I've completed my national service and if push comes to shove, I'd readily defend my homeland Malaysia, even though it seems my homeland (or rather, the people in charge) would much rather cast me aside.
There's no hope for this country if it remains in the hands of you and your ilk. Malaysians are abandoning the country in droves. Not just the Chinese and Indians, but Malays as well, so I know I'm not alone in my views here. It's what we stand for as Malaysians that's being eroded in your race wars.
AB Sulaiman: Mahathir’s tirade on the difficulty of assimilating the various ethnic groups in this country brings to my mind the word ‘culture’.
Culture is the way of life a group or society has developed to adjust to the environment he resides in – the language he speaks, the religion he professes, the clothing he wears, the food he eats. It also refers to the way he marries off his son or daughter. A Malay son pays ‘wang hantaran’ to his bride. An Indian girl pays dowry to her future husband. There is nothing wrong here.
Culture also refers to the way one community or group sends the dead off to the afterworld. Malay buries, the Indian cremates, their dead. Again, there is nothing wrong here. It’s all culture.
The fact is that each culture is unique to the society creating it. Meaning, there is no such thing as one culture more dominant or desirable, to another. Or, one culture should adopt another to show proof of national assimilation.
Mahathir says the Chinese eating with chopsticks is one blockage to assimilation. This is utter rubbish. Saying that people who do not eat with bare hands like the Malays do should not be taken as an impediment to assimilation. There is no need to do so. What’s wrong with chopsticks anyway?

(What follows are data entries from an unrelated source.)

PR #2681, opened 2024-10-30
Add utils to check for lint and error classes

IndrajeetPatil:
A small step towards lint clean-up that will eventually be needed by https://github.com/r-lib/lintr/pull/2676.

### DIFF
--- a/R/get_source_expressions.R
+++ b/R/get_source_expressions.R
@@ -86,7 +86,7 @@ get_source_expressions <- function(filename, lines = NULL) {
   source_expression$content <- get_content(source_expression$lines)
   parsed_content <- get_source_expression(source_expression, error = function(e) lint_parse_error(e, source_expression))
 
-  if (inherits(e, "lint") && (is.na(e$line) || !nzchar(e$line) || e$message == "unexpected end of input")) {
+  if (is_lint(e) && (is.na(e$line) || !nzchar(e$line) || e$message == "unexpected end of input")) {
     # Don't create expression list if it's unreliable (invalid encoding or unhandled parse error)
     expressions <- list()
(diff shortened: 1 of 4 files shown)


R/get_source_expressions.R
```diff
@@ -502,7 +502,7 @@ get_source_expression <- function(source_expression, error = identity) {
     error = error
   )
 
-  if (inherits(parsed_content, c("error", "lint"))) {
+  if (is_error(parsed_content) || is_lint(parsed_content)) {
```
AshesITR, line 505: This should be `&&` IINM.

R/get_source_expressions.R
```diff
@@ -513,7 +513,7 @@ get_source_expression <- function(source_expression, error = identity) {
...
```
AshesITR, line 516: ditto

R/get_source_expressions.R
IndrajeetPatil: The original code is conveying that either of those classes is fine, or at least that's what `inherits()` entails:

``` r
x <- tibble::tibble()
y <- data.frame()

class(x)
#> [1] "tbl_df"     "tbl"        "data.frame"
class(y)
#> [1] "data.frame"

inherits(x, c("tbl_df", "data.frame"))
#> [1] TRUE
inherits(y, c("tbl_df", "data.frame"))
#> [1] TRUE
```

<sup>Created on 2024-11-03 with [reprex v2.1.1](https://reprex.tidyverse.org)</sup>

AshesITR: Ah, thanks for clarifying.

AshesITR (approved):

PR #2684, opened 2024-11-05
Consolidate suboptimal usages of `which()` under one linter

### LINKED ISSUE #1544: Consolidate suboptimal usages of `which()` under one linter
To lint for instances of `which(x == min(x))` or `which(x == max(x))`, which should be avoided in favour of more efficient `which.min()` or `which.max()`, respectively.

Ref: https://csgillespie.github.io/efficientR/performance.html

Screenshot 2022-09-20 at 15 39 43

IndrajeetPatil:
Closes #1544


AshesITR:
Isn't `which.min(x)` only the first index of a minimum value?

```r
x <- c(1, 1)
which(x == min(x))
which.min(x)
```

IndrajeetPatil:
Oh damn, you are right! 
I didn't consider that using `which(x == min(x))` to find _all_ minimum elements, and not just the (first) _one_, is also a valid and intentional usage. 

I am not sure how to proceed then. Just looking at this code then we can't guess the intent, and it's not possible to suggest an alternative reliable.

AshesITR:
I would forfeit this linter unless we find a more efficient and still equivalent function. It is algorithmically possible with a single pass of `x`, but I'm not aware of any implementations.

Mahathir also said there is still a tendency for communities here to identify with their country of origin, despite generations of being born and raised in Malaysia. As a result, he argued it had resulted in separation among the people.
Well, well, there are many other ways of showing integration – and patriotism - like paying taxes, obeying all laws, being very productive in the country’s asset creating efforts. Mahathir should know the ‘nons’ are very good in all these. You can’t fault them here even though some of them use chopsticks when they eat.